> _LISTED ENTRIES_:
PR #6691, opened 2026-02-20
fix(tiering): Track all keys mutation callback for cluster migration

### LINKED ISSUE #6683: test_cluster_migration_with_tiering_and_deletes fails with off-by-one key count mismatch
The failure occurred on my PR (#6674) but is completely unrelated to the changes (my PR only touches `MGET`/`GAT` logic).

**CI Link:** [https://github.com/dragonflydb/dragonfly/actions/runs/22180622257/job/64140668595?pr=6674](https://github.com/dragonflydb/dragonfly/actions/runs/22180622257/job/64140668595?pr=6674)

**Failure Output:**
The test fails on the final assertion where the destination node's key count is off by exactly one key:

```python
>       assert info["db0"]["keys"] == keys - delete_succeded
E       assert equals failed
E         962938  962937

```
Right before the assertion fails, the replica throws an I/O error on the migration connection.

From `dragonfly.WARNING` (Process 22804):
```text
W20260219 12:06:25.729902 22804 execution_state.cc:93] ReportError: Input/output error

```
Logs attached.

[large-tests-arm-logs.zip](https://github.com/user-attachments/files/25415626/large-tests-arm-logs.zip)

mkaruza:
During OnDbChange callback we need to track all keys in bucket when
tiering is used. When key is external and we have already request it to be
fetched from tiered storage it can happen that this externalization
request is already processed - removing external flag but not yet
serialized. When mutation is executed we cannot relay that key is marked
as external and need to check all keys in bucket to be first serialized.
    
Fixes #6683

### DIFF
--- a/src/server/journal/streamer.cc
+++ b/src/server/journal/streamer.cc
@@ -602,6 +602,11 @@ bool RestoreStreamer::WriteBucket(PrimeTable::bucket_iterator it, const ExpireTa
   // Only track tiered keys when needed and flush delayed entries
   // 1. When we have tiered storage
   // 2. We're called from a OnDbChange callback
+  //
+  // We need to track all keys in bucket with tiering. Even if they are not set as external. There
+  // is situation when we request externalization of key and key is read - marking it as not
+  // external but not yet flushed. When OnDbChange callback is called we need to flush it and than
+  // write journal changes - so we cannot realy on IsExternal flag and need to track all keys.
   const bool track_tiered_keys =
       on_db_change_cb && EngineShard::tlocal()->tiered_storage() != nullptr;
 
@@ -622,7 +627,7 @@ bool RestoreStreamer::WriteBucket(PrimeTable::bucket_iterator it, const ExpireTa
           expire = db_slice_->ExpireTime(eit->second);
         }
         // Track tiered keys that will need delayed entry flushing
-        if (track_tiered_keys && pv.IsExternal() && !pv.IsCool()) {
+        if (track_tiered_keys) {
           tiered_keys.emplace(key);
         }
         WriteEntry(key, it->first, pv, expire);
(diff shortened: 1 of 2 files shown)


src/server/journal/streamer.cc
```diff
@@ -602,6 +602,11 @@ bool RestoreStreamer::WriteBucket(PrimeTable::bucket_iterator it, const ExpireTa
   // Only track tiered keys when needed and flush delayed entries
   // 1. When we have tiered storage
   // 2. We're called from a OnDbChange callback
+  //
+  // We need to track all keys in bucket with tiering. Even if they are not set as external. There
+  // is situation when we request externalization of key and key is read - marking it as not
+  // external but not yet flushed. When OnDbChange callback is called we need to flush it and than
+  // write journal changes - so we cannot realy on IsExternal flag and need to track all keys.
```
dranikpg, line 609: I don't understand 😅 

> Even if they are not set as external. There
>  // is situation when we request externalization of key and key is read - marking it as not
> // external but not yet flushed

if its not external that its a handled like a regular value? how come reordering can happen?

mkaruza: @dranikpg 

We request fetching external and add it to container to be serialized later. 
External is materialized and key external flag is removed. 

DELETE is executed, OnCbChange is called. We iterate bucket that is already serialized and collect keys that are external and needs to be serialized. Since this key is not anymore external and it's not serialized we write delete and on next iteration of cluster migration we will write key.

dranikpg: Ok, it was just phrased not very clearly 🙂

dranikpg (approved):
Its inconvenient now that we have to check all entries

mkaruza:
> Its inconvenient now that we have to check all entries

I added todo comment in code that this needs to be improved - this PR is so we have fix issue and have correct results.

> _PROMPT_:
Transcribe the entries above word for word, from the first line through the line containing "The test fails", and nothing else.

> _RESPONSE TO THIS TASK_:
PR #6691, opened 2026-02-20
fix(tiering): Track all keys mutation callback for cluster migration

### LINKED ISSUE #6683: test_cluster_migration_with_tiering_and_deletes fails with off-by-one key count mismatch
The failure occurred on my PR (#6674) but is completely unrelated to the changes (my PR only touches `MGET`/`GAT` logic).

**CI Link:** [https://github.com/dragonflydb/dragonfly/actions/runs/22180622257/job/64140668595?pr=6674](https://github.com/dragonflydb/dragonfly/actions/runs/22180622257/job/64140668595?pr=6674)

**Failure Output:**
The test fails on the final assertion where the destination node's key count is off by exactly one key:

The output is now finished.